Understanding a corollary based on dominating product measures for the joint density: $(X,Y)$, if $Y=g(X)$

I recently came across this statement in page 627 of "Theory of Statistics", by Schervish.

If $$Y = g(X)$$, then the joint distribution of (X,Y) is not dominated by a product measure, even if the distribution of $$X$$ is dominated.

I have tried to pour some time into understanding this but:

• I currently have no intuition as to why this should be so? How come conventional product measures would not work on this joint space? How come a joint density written with these constraints ($$Y = g(X)$$), is not dominated even if $$X$$ is dominated?

In addition to this, he states to consider a measurable space:

$$(\mathcal{Y},\mathcal{B}_2)$$ a measurable space such that $$\mathcal{B}_2$$ contains all singletons

• What is implied by this? If a measurable space is Borel does it not already contain the singleton elements? Or does he mean a space with exclusively singleton elements? What does he mean to capture by saying this so explicitly.
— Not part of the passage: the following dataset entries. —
Issue #1839, opened 2020-02-14
installs with multiple web hosts throw unexpected CSRF errors


robbkidd:
# The problem

As of Supermarket 3.3.12, [the fix for actually reading in `secrets.json` during `supermarket-ctl reconfigure`](https://github.com/chef/supermarket/pull/1832) will cause **Supermarket installations with multiple web front-ends to throw cross-site scripting forgery errors for authenticated web UI interactions**. Comparing the contents of `secrets.json` on the front-end hosts will show that each has a different `secret_key_base` value. This causes each web front-end to distrust cookies written by any of the other front-ends.

## Some Background

Rails applications use a secret named `secret_key_base` as "the input secret to the application's key generator, which in turn is used to create all MessageVerifiers/MessageEncryptors, including the ones that sign and encrypt cookies." 

The command `supermarket-ctl reconfigure` will create a `secrets.json` file if one is not already present. In Supermarket versions up to 3.3.14, reconfigure creates a `secret_key_base` key, sets the value to a randomly generated hexadecimal string, and then "consumes" `secrets.json` into the node object. Once the `secrets.json` file was created, subsequent runs of `reconfigure` _entirely ignored it_ and never read those keys into the `reconfigure` run again (a bug fixed in #1832). As a result, all current Supermarket installations are setting `secret_key_base` in either `supermarket.rb` or `supermarket.json`. Left behind on every Supermarket web host is a `secrets.json` file with a uniquely created `secret_key_base`.

Configuration starts with `supermarket.rb`, is overridden by what is found in `supermarket.json`, which is overridden again by what is found in `secrets.json`. Now that Supermarket is paying attention to `secrets.json` in every `reconfigure` run, the previously unique-per-host secret is winning which causes each web host to distrust anything hashed or signed by the other web hosts.

## Software Version

Versions 3.3.12 - 3.3.14
 
## Replication Case

A Supermarket install:
* running 3.3.12 to 3.3.14
* with two or more web application hosts

Attempts to login will fail. The URL in the browser location will mention `csrf`. 

## Possible Solution(s)

1. Manage the contents of `secrets.json` with the wrapper cookbook (or whatever deployment automation is in use) that is installing Supermarket services. Either touch the file and leave it empty or write to it the key/value pair for `secret_key_base` to use across all web front-end hosts.
[...]

PR #1849, opened 2020-03-02
generate secrets.json with warning messages

robbkidd:
## Description

As described in #1839, secrets.json now wins for config values.

If a secret_key_base has been provided by an existing secrets.json file,
no problem so long as that file is the same across multiple web hosts.

If no secrets.json file is present and a secret_key_base value was
provided via supermarket.rb or supermarket.json, a warning is
presented that this value should really be in secrets.json and
the secrets.json file is generated with that value and used from there.

If no secrets.json file is present and no secret_key_base value was
provided, a warning is presented that a value is being generated. If
the installation has only one web host, the generated value is fine. If
the installation has 2 or more web hosts, the administrators are
required to ensure that the secrets.json file matches across those
hosts.

The omnibus installer is not empowered to resolve a discrepancy in secrets
values across multiple hosts. That is a secrets management/orchestration
problem outside the purview of omnibus.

For context, the following is the extract of the text, with the two parts which I would like to better understand:

EDIT:

Problem 7 on page 662:

• For further context, can you state "Problem 7 on page 662"? Aug 28, 2019 at 5:02
• Hi. I have added it now. Thanks! Aug 28, 2019 at 7:05
• Great, thank you for that, I will spend some time on your question. Aug 28, 2019 at 7:13
• I've spent time, and I must admit that I've also struggled. The least I can tell you is this : for the second part of the question, the reason why singletons are to be forced into $\mathcal B_2$ is so that the indicator of $\{g(x)\}$ is a measurable function and hence the Radon Nikodym derivative which is proposed is measurable. Other than that, I don't see any reason why it's there. Also, a Borel space does contain all singletons, however, in the corollary it is no assumed that $\mathcal B_2$ is Borel, so it may not contain singletons. Aug 29, 2019 at 6:53
• I see. I have reached similar conclusions for the latter part of the question, in regards to the singletons. However how is the development looking like for the first portion of the question? Have you managed to make any progress? :) I must admit I am still stuck here too. Aug 31, 2019 at 8:18

Regarding your first question, it may become more apparent what the author is trying to convey by specializing to a more concrete situation first. Let $$X$$ be uniformly distributed on $$[0,1]$$, so that its law is (the restriction of) Lebesgue measure. Then the relevant product measure would be Lebesgue measure on the unit square. However, since $$Y=g(X)$$ we see that the support of the law of $$(X,Y)$$ is precisely the graph of the function $$g(x)$$, comprising the set $$\bigl\{\bigl(x,g(x)\bigr)\colon x\in [0,1]\bigr\}.$$ When $$g$$ is a sufficiently smooth function, this set is $$1$$-dimensional and is therefore null with respect to the Lebesgue measure on $$[0,1]^2$$ (which is $$2$$-dimensional). Thus, any measure supported on it - in particular, the joint law of $$(X,Y)$$ - must be singular with respect to the Lebesgue measure on $$[0,1]^2$$. This is the point that the author is making.
Regarding your second question, note that the author is stating the result in great generality and that is the reason for the strange looking condition regarding containment of singletons. There is no topological structure mentioned at all for $$(\mathcal Y,\mathcal B_2)$$, and hence there cannot be any assumption of a Borel property - since it is only defined in the presence of a topological space, which is not given for $$\mathcal Y$$.